I have been with my fiancé for 5 years. We have had some ups and downs, notably him cheating late last year. We have been working through that, and though he says he regrets it deeply, he is still having desires to sleep with other people.

He tells me that the thought of sleeping with someone else turns him on. He says he doesn’t want to cheat again, he loves me and doesn’t want to leave me but he does have these urges and desires.

im stuck on what to do. I feel very unwanted and like I’m just not enough. I’m hurting. But I also don’t want to just throw in the towel.

3 Replies 3

Juliet_84
Valued Contributor
Valued Contributor

Hi JeanyC,

Firstly, welcome to the forums, although I’m sorry to hear that you’ve come here under such circumstances. I’m not going to sugar coat things, that is a bit of a concern to hear. On the one hand, it is admirable of him to admit it and be so upfront and honest, but also concerning as it makes cheating so much more of a possibility if the very idea of sleeping with someone else is the trigger. Understandably that leaves you feeling as though you are inadequate and somehow not enough for him, but in reality this is an issue with him and one I imagine he’s had all along, although the long-term commitment aspect may have exacerbated it. That’s not to say it’s you in any way, just that some people who are afraid of commitment can easily feel stifled and therefore have an urge to make poor decisions or rail against commitment. That’s not always the case, and some may have fantasies that they never act on, but he has shown in recent history that he can cross this line. He may have learnt his lesson and realised his huge mistake and has turned over a new leaf or just needs to move past it. But it’s very hard to tell and by your rightful concern, I imagine that he isn’t leaving you feeling too confident. have you tried couples counseling for this issue or the previous infidelity? If not, it might be a good idea to book in and get their thoughts?

tranzcrybe
Valued Contributor
Valued Contributor

Hi JeanyC,

As Juliet mentioned, you are fortunate to receive upfront acknowledgment from your fiance- this is a good sign that he realises the harm being caused.

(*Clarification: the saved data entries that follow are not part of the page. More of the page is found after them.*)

PR #1142, opened 2022-07-06
Use storage backend to verify and delete package

LeoQuote:
This pr is about using more storage backend when deleting or verifying packages.

* using path.unlink() to delete packages
* use writeBytes() and readBytes() to copy file instead of `shutils.move`

fix https://github.com/pypa/bandersnatch/issues/1137

## proposol

symlink should not be used in this project, we should not rely on it since s3 does not support that. 

symlink should be removed , move to other method , or using copy instead.


src/bandersnatch/mirror.py
```diff
@@ -654,9 +653,7 @@ def save_json_metadata(self, package_info: Dict, name: str) -> bool:
         # In 4.0 we move to normalized name only so want to overwrite older symlinks
         if self.json_pypi_symlink(name).exists():
             self.json_pypi_symlink(name).unlink()
-        self.json_pypi_symlink(name).symlink_to(
-            os.path.relpath(self.json_file(name), self.json_pypi_symlink(name).parent)
-        )
+        self.json_pypi_symlink(name).write_bytes(self.json_file(name).read_bytes())
```
LeoQuote, line 656: In this case , symlink is replaced with `write_bytes` and `read_bytes`, these are identical to copy files

src/bandersnatch/delete.py
```diff
@@ -45,11 +45,30 @@ async def delete_path(blob_path: Path, dry_run: bool = False) -> int:
...
+    simple_base_path: Path, package: str, dry_run: bool = True
+) -> None:
+    if dry_run:
+        logger.info(f"[dry run]rm simple page of {package}")
+        return
+    simple_dir = simple_base_path / package
+    simple_index = simple_dir / "index.html"
+    simple_index.unlink(missing_ok=True)
+    if simple_dir.exists():
+        simple_dir.rmdir()
```
cooperlees, line 58: I think this needs to be a little smarter if [hash-index](https://github.com/pypa/bandersnatch/blob/main/src/bandersnatch/default.conf#L50) is set.

- We should check if the hash is empty and delete if so maybe - Haven't looked into if non filesystem cares here or not ...

src/bandersnatch/delete.py
```diff
@@ -75,7 +94,12 @@ async def delete_packages(config: ConfigParser, args: Namespace, master: Master)
             logger.error(f"{json_full_path} does not exist. Pulling from PyPI")
             await get_latest_json(master, json_full_path, config, executor, False)
             if not json_full_path.exists():
-                logger.error(f"Unable to HTTP get JSON for {json_full_path}")
+                logger.error(
+                    f"Unable to HTTP get JSON for {json_full_path}, "
+                    f"blob files will not be cleaned."
+                )
+                await delete_simple_page(simple_path, canon_name, dry_run=args.dry_run)
+                await delete_simple_page(simple_path, package, dry_run=args.dry_run)
```
cooperlees, line 102: So, what's the logic here - I'm missing some context:
- If no JSON exists, we should delete the simple pages for a cleanup?

src/bandersnatch/main.py
```diff
@@ -156,7 +162,9 @@ async def async_main(args: argparse.Namespace, config: ConfigParser) -> int:
     elif args.op.lower() == "verify":
         return await bandersnatch.verify.metadata_verify(config, args)
     elif args.op.lower() == "sync":
-        return await bandersnatch.mirror.mirror(config, args.packages)
+        return await bandersnatch.mirror.mirror(
+            config, args.packages, not args.skip_root
```
cooperlees, line 166: Lets do this in a dedicated PR - Seems scope creep for this PR title.

What's your use case here so I can just understand.

src/bandersnatch/utils.py
```diff
@@ -118,6 +116,15 @@ def recursive_find_files(files: Set[Path], base_dir: Path) -> None:
         recursive_find_files(files, directory)
 
 
+def find_all_files(files: Set[Path], base_dir: Path) -> None:
+    for f in base_dir.rglob("*"):
+        if not f.is_file():
+            continue
+        if hasattr(f, "keep_file") and f.name == f.keep_file:  # type: ignore
+            continue
+        files.add(f)
```
cooperlees, line 125: Thanks for the move. Lets ensure we get a unittest around here - I'm a big fan of util functions always having good unittest coverage as they should be able to (and this can be) easily tested :)

cooperlees (commented):
Looks good. Lets maybe try split up into some smaller PRs and get some unittest coverage on the smaller PRs ... Lots of smaller changes easier to:
- Avoid bugs
- Test 
- Review

Thanks for the efforts here.

LeoQuote:
This is a draft so I skipped tests, I was waiting for your review, thanks for your review!
I’ve noticed the json file is placed in two places ( pypi and json ) , is there some protocol that we should follow? Can we reduce it to one single place?

src/bandersnatch/main.py
LeoQuote: Yes, will do

src/bandersnatch/delete.py
LeoQuote: I encountered some cases that I didn’t enable json_save and I wanted to clean a package that was deleted in pypi.org , the delete command would raise an error since json file was not present and cannot be get in pypi.org .

This is some kind of quick fix for this case( just delete the simple page, ignore packages completely), my initial thought was that bandersnatch verify would take care of those packages that does not belong to any package. But I later came to another solution: I can “generate” package info from simple page instead of json page.

How do you think we should we handle this case?

cooperlees: I feel here we should know (by the config) that we don't save JSON and either pull from the internet or we can just cleanup I guess. I'm not sure I 100% follow this flow.

cooperlees:
Rightio then.

The `JSON API` isn't standardized in a PEP, but is super handy so I started mirroring it years ago. I dislike where it's URL route is located (i.e. `pypi/PKG_NAME/json` - e.g https://pypi.org/pypi/bandersnatch/json) as if you had multiple PyPI mirrors internally you can't have the JSON API due to the `/pypi` base route ...

So `pip` etc. today will look at the `pypi/PKG_NAME/json` endpoint/route - So we could just get away with that. But I was trying for a few years to change this URL, with little success.

LeoQuote:
OK, In that case I will keep it that way.

LeoQuote:
The pre-commit.ci's behavior is quite confusing, the result is different in the ci check and the local check, my local check would say `# type: ignore` is unused, while the ci check says the type is not matched.... I dont know what to do to fix it

src/bandersnatch/verify.py
```diff
@@ -60,11 +63,13 @@ async def get_latest_json(
         if e.status == 404:
             # A 404 means that the package has been removed from PyPI.
             # Allow function to continue, and remove package files if applicable.
-            pass
+            # write a blank json file to make the deletion process go through
+            write_fake_json(json_path)
```
LeoQuote, line 67: This is a bit hack, I wrote a fake json in json_path to make "clean blob" process go through, please let me know if this is not a good practice

CHANGES.md
```diff
@@ -6,6 +6,7 @@
 - Added support to exclude specific Python minor versions `PR #1110` - Thanks **davidkim83**
 - Add S3 Docker Image building `PR #1092`
 - Add `--skip-simple-root` option for `bandersnatch sync` command `PR #1145`
+- Add delete and verify support in s3 storage backend `PR #1142`
```
cooperlees, line 9: 5.2.0 is realeased :) Make a new # X.X.X (2022-MM-DD) section please :D

src/bandersnatch/mirror.py
```diff
@@ -626,10 +626,10 @@ def _save(self) -> None:
     """
 
     def json_file(self, package_name: str) -> Path:
-        return Path(self.webdir / "json" / package_name)
+        return self.webdir / "json" / package_name
 
     def json_pypi_symlink(self, package_name: str) -> Path:
-        return Path(self.webdir / "pypi" / package_name / "json")
+        return self.webdir / "pypi" / package_name / "json"
```
cooperlees, line 632: Thanks - I believe this was done to make earlier version of mypy happy.

src/bandersnatch/storage.py
```diff
@@ -340,7 +340,7 @@ def load_storage_plugins(
         config = BandersnatchConfig().config
     if not enabled_plugin:
         try:
-            enabled_plugin = config["mirror"]["storage-backend"]
+            enabled_plugin = config.get("mirror", "storage-backend")
```
cooperlees, line 343: Why is this needed? Now we'll never hit to KeyError we catch to default to filesystem ...

src/bandersnatch/tests/test_verify.py
```diff
@@ -196,12 +207,11 @@ async def test_delete_unowned_files() -> None:
...
 @pytest.mark.asyncio
 async def test_get_latest_json(monkeypatch: MonkeyPatch) -> None:
-    config = FakeConfig()
     executor = ThreadPoolExecutor(max_workers=2)
     json_path = Path(gettempdir()) / f"unittest_{os.getpid()}.json"
     master = Master("https://unittest.org")
-    master.url_fetch = do_nothing  # type: ignore
-    await get_latest_json(master, json_path, config, executor)  # type: ignore
+    master.url_fetch = fake_fetch  # type: ignore
+    await get_latest_json(master, json_path, executor)
```
cooperlees, line 214: Weird - We don't assert anything here :| - Should we check a json file exists or something?

src/bandersnatch/tests/test_verify.py
```diff
@@ -238,9 +248,11 @@ class FakeArgs:
     jsonpath.mkdir(parents=True)
     jsonfile = jsonpath / "bandersnatch"
     jsonfile.touch()
-    all_package_files: List[str] = []
+    all_package_files: List[Path] = []
```
cooperlees, line 251: Sweet - Always good to get away from strs for paths.

src/bandersnatch/utils.py
```diff
@@ -212,3 +213,9 @@ def parse_version(version: str) -> List[str]:
     )
 
     return _versions
+
+
+def write_fake_json(json_path: Path) -> None:
+    if not json_path.parent.exists():
+        json_path.parent.mkdir(parents=True)
+    json_path.write_text(json.dumps({"releases": {}}))
```
cooperlees, line 221:
```suggestion
    json_path.write_text(json.dumps({}))
```
Might as well make it as small as possible ...

src/bandersnatch/verify.py
cooperlees: So you need this just so other deletion code does not error? Can we just catch an exception if the json file does not exist and skip writing out this fake JSON file all together?

src/bandersnatch/verify.py
```diff
@@ -131,14 +134,19 @@ async def verify(
...
             except Exception as e:
                 on_error(stop_on_error, e, package=json_file)
         else:
             logger.info(f"[DRY RUN] Would of grabbed latest json for {json_file}")
 
+    if (
+        hasattr(json_full_path, "keep_file")
+        and json_full_path.name == json_full_path.keep_file  # type: ignore
+    ):
+        logger.debug(f"Skipping keep file {str(json_full_path)}")
```
cooperlees, line 147:
```suggestion
        logger.debug(f"Skipping deleting JSON file due to keep_file attribute being set {str(json_full_path)}")
```

src/bandersnatch/verify.py
```diff
@@ -241,7 +254,7 @@ async def metadata_verify(config: ConfigParser, args: Namespace) -> int:
 
     logger.info(f"Starting verify for {mirror_base_path} with {workers} workers")
     try:
-        json_files = await loop.run_in_executor(executor, os.listdir, json_base)
+        json_files = list(x.name for x in json_base.iterdir())
```
cooperlees, line 257: Can't this block the async event loop?

cooperlees (changes requested):
Looks good. Thanks for adding this - Lets just fix the few things:
- CHANGELOG

And I just want to understand why we need the fake JSON + some other questions and suggestions.

src/bandersnatch/storage.py
LeoQuote: This is mainly for the test, the mocked config in tests only support `.get` method

src/bandersnatch/tests/test_verify.py
LeoQuote: I'll look into that, I didnt notice that as I was just doing some refactoring , assuming this is just fine.

src/bandersnatch/verify.py
LeoQuote: Certainly, the only downside is that the nested `if` and `try` make the indent comparely long, I'll try that.

src/bandersnatch/verify.py
LeoQuote: I'm not so familliar with this, will try to do that!

LeoQuote: I didnt find a way to achive that , listdir() yield a `generator` like `range` , If I have to do this in another executor , I have to wrap this up and call it with executor, which seems to be unneccessary ? What do you think?

src/bandersnatch/tests/test_verify.py
LeoQuote: A tiny assert is added, and it passed! This test if for `get_latest_json` function, which is to fetch json from pypi.org, this test patched url_fetch method and return a fake text , this test assert the fake text is written to json file

src/bandersnatch/storage.py
cooperlees: That is not a desirable thing to do when you break the actual codes logic just to make a mock to work.

What ever test is mocking here, can we just change it to read in once of the test config files into a ConfigParser object and change this back please.

cooperlees: Actually you could just get rid of the `try/except` and make the .get default to "filesystem" right to get same behavior ...

cooperlees (changes requested):
Please rebase the PR with main (master) + fix that config parser bug you've introduced. Making the .get() default to "filesystem" is prob best.

Do you have time in the next day or so to do this or should I? I'd like to merge this before my big https://github.com/pypa/bandersnatch/pull/1154 as one of us is going to have to ensure large merge conflicts possibly.

LeoQuote:
Thanks for your review! I'll make this change ASAP, I think this tiny change could be done before Saturday.

cooperlees (approved):
Lets land this ...

LeoQuote:
Please wait for a sec as I found something wrong in changelog and storage calls

PR #1145, opened 2022-07-11
make simple root page update optional

LeoQuote:
Genrating simple root page is sometimes time-consuming , and it is not really used by pip( pip will use `https://pypi.org/simple/my-package/`  directly  ), thus not so important, this option could lead to an unsynced simple root page , but no critical damage is made.


cooperlees (changes requested):
Awesome stuff with a great unit test. Lets just make the argument name a little more explicit so its harder to mis understand.

cooperlees (approved):
Thanks for your contribution! This could be useful for peoples.

PR #1161, opened 2022-07-31
Add PEP 691 config to banderx

cooperlees:
banderx is an example way to serve a filesystem bandersnatch.
This PR adds an example to respect PEP691 clients.

- Updated README.md
- Added a README.md to banderx dir to explain how to build + start

Test: Ran the container and ensured nginx did not error and returned via `curl`

### DIFF
--- a/README.md
+++ b/README.md
@@ -6,9 +6,10 @@
 
 ----
 
-This is a PyPI mirror client according to `PEP 381` + `PEP 503`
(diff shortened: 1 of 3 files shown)


cooperlees:
Really need to fix this bot or remove it. It's annoying always getting this email for diffs that don't change any code :(

PR #1227, opened 2022-09-27
Fix missing method call

JelleZijlstra:
Noticed this in https://github.com/python/mypy/pull/13686#issuecomment-1251019429


cooperlees (approved):
Thanks. Would this have always been false? I wonder how my tests did not hit this …

… or our own mypy runs …

JelleZijlstra:
It would always be true because method objects are truthy. I didn't try to figure out if that manifests as a user-visible bug.

Your mypy runs didn't catch it because the check was off by default :)

PR #1232, opened 2022-10-01
Added possibility to limit hours range of mirroring activity

mbacicc:
Added a runner optional argument, which does not break backwards compatibilty to limit the working hours of the mirroring process. This could be useful for peolpe who want to have full download bandwidth for their work / activities during the day and sync the repo during the night.

Hour range is expressed as `10-16`, `20-6` (with day-carry) or single hour `3`.

The optional parameter name is `--hours-range` and it defaults to `0-23` for backward compatibility.

### DIFF
--- a/src/runner.py
+++ b/src/runner.py
@@ -8,13 +8,14 @@ import sys
 from datetime import datetime
 from subprocess import CalledProcessError, run
 from time import sleep, time
+from typing import List
 
 
-def parseNumList(string):
-    m = re.match(r"(\d+)(?:-(\d+))?$", string)
+def parseHourList(time_str: str) -> List[int]:
+    m = re.match(r"(\d+)(?:-(\d+))?$", time_str)
     if not m:
         raise argparse.ArgumentTypeError(
-            f"'{string}' is not a range. Expected '0-5', '20-6' or '1'."
+            f"'{time_str}' is not a range. Expected '0-5', '20-6' or '1'."
         )
     start = int(m.group(1))
     end = int(m.group(2) or start)
@@ -36,7 +37,7 @@ def main() -> int:
         "--hours-range",
         default="0-23",
         help="Hours of day interval expresses as 0-23 or 2",
-        type=parseNumList,
+        type=parseHourList,
     )
     args = parser.parse_args()
 
--- a/src/runner.py
+++ b/src/runner.py
@@ -3,9 +3,24 @@
 # Simple Script to replace cron for Docker
 
 import argparse
+import re
 import sys
+from datetime import datetime
 from subprocess import CalledProcessError, run
 from time import sleep, time
+
+
+def parseNumList(string):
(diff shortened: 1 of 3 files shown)


src/runner.py
```diff
@@ -3,11 +3,26 @@
...
 
 import argparse
+import re
 import sys
+from datetime import datetime
 from subprocess import CalledProcessError, run
 from time import sleep, time
 
 
+def parseNumList(string):
```
cooperlees, line 13:
```suggestion
def parseHourList(time_str: str) -> List[int]:
```
- Nit: Maybe think about the function name just to clearly state what it's doing ...
- Lets also type annotate since bandersnatch is pretty heavily time annotated (I didn't check if suggestions are right)

src/runner.py
```diff
@@ -17,31 +32,40 @@ def main() -> int:
...
+                except CalledProcessError as cpe:
+                    return cpe.returncode
+
+                run_time = time() - start_time
+                if run_time < args.interval:
+                    sleep_time = args.interval - run_time
+                    print(f"Sleeping for {sleep_time}s", file=sys.stderr)
+                    sleep(sleep_time)
+            else:
+                sleep(60)
```
cooperlees, line 68:
```suggestion
                sleep(args.interval)
```
Why default this to 60 and not use the supplied interval?

cooperlees (changes requested):
Thanks for this with a couple tunes. Happy to accept. Can we please:
- type annotate
- Unittest parseNumList/parseHourList please just incase people want to tweak it more in the future
  - This could help avoid regression if someone else comes along and makes changes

Your fiancé seems to have a fetish (as many people do in various forms) for adventure/risk/taboo. As opposed to shutting it down, why not provide the outlet yourself through roleplay and engage in the fantasy without risk? - it may bring you closer together and add another dimension to the relationship.

The movie "True Lies" may provide an example.

Hope this is one idea for you to consider among others.

Regards,

t.

Hi, welcome

I've worked with men for 40 years. I shared rooms in the Air Force and work long hours shift work.

I conclude that men that cheat will always do do or at least will wait for the opportunity. You have 2 choices-.

Accept his non commitment (some can) or leave the relationship.

If you cannot accept his need for affairs then you have little choice. Save your dignity and search for Mr Right. You deserve better.

Either way it's a struggle for you so we are here to support you through it. Chat away as you see fit.